If you are an adoptive parent, you have probably experienced many encounters with the unexpected. For most of us, a significant and painful unexpected “surprise” was infertility. We expected we would become pregnant fairly easily. But that is not what happened.
Instead, our children joined our families via adoption. We attune to and love the children whom we adopted and value the unique notes that they infuse into our family symphony.
When families are composed of so many different elements, the unexpected becomes the norm
Adoptive parents need to become pros at handling and preparing for the unexpected. Curveballs arrive from many sources. Sometimes the surprises unfold through our child’s unique interests and talents. A family who can’t carry a tune in a bucket finds delight in the talent of their musically gifted child. An athletic clan is stunned by the artistry of their child who builds with Lego, wood, or recycled materials skillfully and effortlessly.
The unexpected is not always fun or comfortable
Sometimes unexpected factors are more challenging, like a child’s medical issues that were unforeseen because of incomplete medical histories. Sometimes it is the world that delivers the unexpected, e.g., the pandemic that we faced in 2020. Sometimes it is Mother Nature who drops a fair share of the unexpected and unpleasant on our doorstep in the form of floods, hurricanes, wildfires, and tornados.
As an Intentional Parent you know it is imperative to plan ahead to predetermine your responses. You create a well-stocked Adoption Attuned emergency preparedness kit. This kit will include some atypical elements which I will list further in this blog post.
Being proactive about the unexpected telegraphs a message of preparation and safety
It makes visible and demonstrates your ability to meet any unexpected challenges. This reassures your children and helps reduce their anxiety and concerns. An additional bonus is that preparation will strengthen your ability to meet whatever comes your way. You will avoid the chaos that occurs when danger looms and everyone rushes to make last-minute preparations. This frees your time to reassure your kids that you have done your best to prepare the family to face and survive an impending danger. It also serves as a useful model for the value of intentional preparation.
Adopted children experienced the unexpected loss of family
So, it is understandable that they will be especially concerned about the safety and permanence of their adopted family. Family fracture is absolutely something that they do not want to experience again. This danger and the fear it evokes feels quite real to them. Completing observable preparations offers our children tangible and visible evidence that we are aware and that we have things in hand.

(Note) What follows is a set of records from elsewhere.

PR #2514, opened 2019-06-28
GC - add overlap exclusion strategy to URL

adamabeshouse:
(default exclude)

example URL is https://www.cbioportal.org/comparison/overlap?overlapStrategy=Include&sessionId=5d165f9be4b0ab4137878513

### DIFF
--- a/end-to-end-tests/specs/core/groupComparison.screenshot.spec.js
+++ b/end-to-end-tests/specs/core/groupComparison.screenshot.spec.js
@@ -7,6 +7,7 @@ var checkElementWithTemporaryClass = require('./../specUtils').checkElementWithT
 var checkElementWithMouseDisabled = require('./../specUtils').checkElementWithMouseDisabled;
 
 const CBIOPORTAL_URL = process.env.CBIOPORTAL_URL.replace(/\/$/, "");
+const OverlapStrategy = require("./../../../src/pages/groupComparison/GroupComparisonStore").OverlapStrategy;
 
 
 describe("group comparison page screenshot tests", function () {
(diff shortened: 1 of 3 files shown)


src/pages/groupComparison/GroupComparisonStore.ts
```diff
@@ -59,21 +59,29 @@ import ifndef from "../../shared/lib/ifndef";
...
     @observable private _currentTabId:GroupComparisonTab|undefined = undefined;
-    @observable private _overlapStrategy:OverlapStrategy = OverlapStrategy.EXCLUDE;
     @observable private sessionId:string;
     @observable public newSessionPending = false;
 
     constructor(sessionId:string, private appStore:AppStore, private routing:any) {
         this.sessionId = sessionId;
     }
 
+    @action public updateOverlapStrategy(strategy:OverlapStrategy) {
```
alisman: is there a reason to do this in store?  if possible it seems to me the Page component is the right thing be updating router.

adamabeshouse: but then the value is get and set in different places?

adamabeshouse: Ill merge it for now because we're already doing a bunch of URL manipulation in the store anyway. So if we want to change that we can deal with it all at once.

end-to-end-tests/specs/core/groupComparison.screenshot.spec.js
```diff
@@ -7,6 +7,7 @@ var checkElementWithTemporaryClass = require('./../specUtils').checkElementWithT
 var checkElementWithMouseDisabled = require('./../specUtils').checkElementWithMouseDisabled;
 
 const CBIOPORTAL_URL = process.env.CBIOPORTAL_URL.replace(/\/$/, "");
+const OverlapStrategy = require("./../../../src/pages/groupComparison/GroupComparisonStore").OverlapStrategy;
```
alisman: @adamabeshouse this actually brok the whole spec file.   We can't import ts files into js because none of this is compiled for typescript.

It is important that we commit to ensuring that we have prepared properly for the possibility that a disaster might strike. It could be a health crisis, a car accident, or extreme weather that might turn our lives suddenly upside down. A dire event could come out of the blue and cause a permanent disability or even death. Our home could be destroyed in a natural disaster.
In anticipation of unexpected possibilities
Write your wills, sign Advanced Directives, and create guardianship plans. Keep them on file and accessible. Ensure that the person you wish to name as guardian actually agrees to take on this immense responsibility. Don’t just assume that they would be willing. Be certain that they are educated on Adoption Complexity and Adoption Trauma, and know what it would mean to parent with an Adoption Attunement approach. As your children grow, periodically revisit this decision to verify that the named guardian is still willing and is still a good fit for your children.
Keep your Emergency Preparedness Plan with your wills. Clearly label it with the names of the people you have designated to care for your children. Inform the guardians where they will be able to find it if disaster should befall your family.
How might your family benefit from talking about disaster preparedness?
In my own family, my grandson has known since he was four who would care for him if anything ever happened to his mom and dad. We felt it was important to talk about this because he’d known several people who had unexpectedly died. He could recite the succession of caregivers. Periodically he would confirm with me the names of the people who would care for him if anything happened to his parents. Clearly, it provided him with a degree of comfort.
Like my grandson, all kids live in the world. They hear about unexpected tragedies happening all of the time–like car accidents, house fires, hurricanes, etc. Bringing the topic into the open creates the opportunity to reassure them. Letting them know that you’ve prepared and planned ahead will increase their sense of safety.
In summary, do plan for the unexpected. An Emergency Plan is something that you hope you never need to use. Yet, in the midst of disaster or tragedy, you don’t want to find yourself without an Emergency Plan.
Some of the things your Emergency Preparedness Plan should include:
- Doctors’ names and contact information
- List medications they are taking
- Children’s schedules, activities, and hobbies
- Describe your approach to discipline
- If your child attends school,
- a copy of the IEP or other education plan
- One name of a supportive educator in your child’s life
- Their teachers’ names
- List the important people in your child’s life and their current contact information
- List support people you have used, e.g., therapists, coaches, and support groups
- List other helpers or mentors who work with your child now or in the past.
- List the skills and approaches that would help them find adoption-competent professional (refer to Adoption Attunement Quotient for help)
- List websites relevant to any diagnoses or special characteristics your child has.
- List the parameters and responsibilities of your Open Adoption agreement if you have one. Include contact information.